Apply Now: Social Justice Week Planning Committee

Diversity and Equity
New York City
Upcoming Opportunities
Westchester

Social Justice Week at Pace University is designed to offer an ongoing memorial for DJ Henry and further commit Pace to social justice and anti-racism. All students, staff, and faculty are invited to apply to this year's Social Justice Week planning committee. Applications are due by Friday, March 11.

#12 dj henry flag on lawn
Alyssa Cressotti

Pace’s third annual Social Justice Week is scheduled for October 24-28 and we need your help to plan and promote this week-long event! All members of the Pace Community—students, staff, and faculty—are invited to apply to be part of this year’s planning committee. Applications are due by Friday, March 11.

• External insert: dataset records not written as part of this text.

PR #7799, opened 2015-03-30
fix: always quote args

### LINKED ISSUE #7743: npm run removes quotes from given parameters
I'm [using npm as a build tool](http://blog.keithcirkel.co.uk/how-to-use-npm-as-a-build-tool/) and ran into the following issue with `npm run` and quoted parameters.

This is the interesting part of the "scripts" section in my package.json:

```
"scripts": {
  "test": "mochify",
  "cover": "npm run test -- --plugin [ mochify-istanbul --report cobertura --exclude '**/*.mustache' ]"
}
```

Running `npm run cover` prints this:

```
> npm run test -- --plugin [ mochify-istanbul --report cobertura --exclude '**/*.mustache' ]
...
> mochify --plugin [ mochify-istanbul --report cobertura --exclude **/*.mustache ]
```

You can see that  `**/*.mustache` is quoted on the first line, but the quotes are removed on the second line. This causes the script to fail because I have to pass the glob expression as a plain string.

If I change the cover script to this:

```
"cover": "mochify --plugin [ mochify-istanbul --report cobertura --exclude '**/*.mustache' ]"
```

... calling `npm run cover` works fine and npm prints the quotes as expected:

```
> mochify --plugin [ mochify-istanbul --report cobertura --exclude '**/*.mustache' ]
```

Thanks for looking into it!

mantoni:
This fixes #7743 by simply always quoting all passed arguments after `--`.

I struggled to write an automated test case, although it's actually quite easy to reproduce.
Put a `package.json` with this content into an empty directory:

```
{
  "name": "test",
  "version": "1.0.0",
  "scripts": {
    "test": "npm run echo -- '*.json'",
    "echo": "echo"
  }
}
```

Without the fix `npm t` will print

```
> test@1.0.0 test /Users/max/projects/npm-test
> npm run echo -- '*.json'

> test@1.0.0 echo /Users/max/projects/npm-test
> echo *.json

package.json
```

With the patch applied, the output is

```
> test@1.0.0 test /Users/max/projects/npm-test
> npm run echo -- '*.json'

> test@1.0.0 echo /Users/max/projects/npm-test
> echo "*.json"

*.json
```

The added test case only asserts that args with `'` get passed on correctly. This already worked without this fix, but it wasn't tested yet.

### DIFF
--- a/lib/run-script.js
+++ b/lib/run-script.js
@@ -189,8 +189,7 @@ function run (pkg, wd, cmd, args, cb) {
 function joinArgs (args) {
   var joinedArgs = ""
   args.forEach(function(arg) {
-    if (arg.match(/[ '"]/)) arg = '"' + arg.replace(/"/g, '\\"') + '"'
-    joinedArgs += " " + arg
+    joinedArgs += ' "' + arg.replace(/"/g, '\\"') + '"'
   })
   return joinedArgs
 }
--- a/test/tap/run-script.js
+++ b/test/tap/run-script.js
@@ -111,6 +111,10 @@ test('npm run-script with args that contain double quotes', function (t) {
   common.npm(['run-script', 'start', '--', 'what"s "up"?'], opts, testOutput.bind(null, t, 'what"s "up"?'))
 })
 
+test('npm run-script with args that contain ticks', function (t) {
+  common.npm(['run-script', 'start', '--', 'what\'s \'up\'?'], opts, testOutput.bind(null, t, 'what\'s \'up\'?'))
+})
+
 test('npm run-script with pre script', function (t) {
   common.npm(['run-script', 'with-post'], opts, testOutput.bind(null, t, 'main;post'))
 })


mantoni:
@smikes @KenanY Thoughts?

KenanY:
@mantoni Looks good, especially since the `run-script` tests still pass. Trying to think of a test for this.

smikes:
This seems like an improvement, but I am not sure what level of change it is.  I still think I could construct pathological filenames or argument values that defeat this added quoting (bash quoting is, at least, a context-free language... possibly worse).  I think this has to be a next-major change.

mantoni:
@smikes The behavior would change for people that assume bash expansion for `*.js` is applied and with this patch it isn't anymore. I don't have any strong feelings about this. Feel free to go with the safe option.

othiym23:
This is a potentially far-reaching change that is pretty hard to test with my current matrix of environments, so I may have to revert it / push it to `npm@3` as a breaking change if I get feedback that it's causing problems. Thanks for taking this on, though! Rebased, tested as best I was able, and landed as 78005ebb6f4103c20f077669c3929b7ea46a4c0d.

mantoni:
:+1:

mantoni:
Just came accross [shell-quote](https://www.npmjs.com/package/shell-quote). This seems to handle a lot of edge cases and might be worth a look to have properly quoted shell parameters in npm run-script.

Social Justice Week at Pace University is designed to offer an ongoing memorial for DJ Henry and further commit Pace to social justice and anti-racism. A community-driven effort, the week aims to offer original programming that adheres to values of equity and justice and engages the campus community in learning activities and dialogue centered on the issues of social justice. Social Justice Week seeks to create spaces to challenge white supremacy among other forms of oppression and to create a starting point from which meaningful dialogue and action can be created for the entire Pace Community.

The Social Justice Week planning committee comprises four subcommittees each charged with a different mission. Students are welcome to apply to serve as a co-chair of a subcommittee. Please review the subcommittee descriptions below:

  • Marketing and Communication: Design all marketing materials including the Social Justice Week calendar, web site, and social media posts. Committee members will also disseminate marketing materials to various newsletters, listservs, departments and student organizations. Subcommittee members will also oversee the committee email account and respond to inquiries as needed. The bulk of the work of this subcommittee will take place in the month leading up to Social Justice Week and throughout the week itself.
  • DJ Henry Memorial: Plan and execute a DJ Henry Memorial event, activity or commemoration. This may take place on each campus or on one campus with planned access for all Pace Community members. This program may take many forms and the planning process should include communication with the Henry family, via designated contacts. This subcommittee will begin planning the program(s) at the start of the semester and work will continue until the program date(s).
  • Program Selection: Work with the Marketing and Communication Subcommittee to promote to the campus community the opportunity to submit program proposals for inclusion in Social Justice Week. This subcommittee will then review all submissions and select those to include in the Social Justice Week calendar. The work of this subcommittee will take place throughout September and very early October.
  • Calendar: This subcommittee will coordinate with all program sponsors to create the schedule for Social Justice Week. Committee members will work to avoid multiple scheduling conflicts, receive all program information, and share the calendar in a timely manner with the Marketing and Communication subcommittee. This subcommittee also administers a survey to all program hosts. This subcommittee's work will take place in late September and early October.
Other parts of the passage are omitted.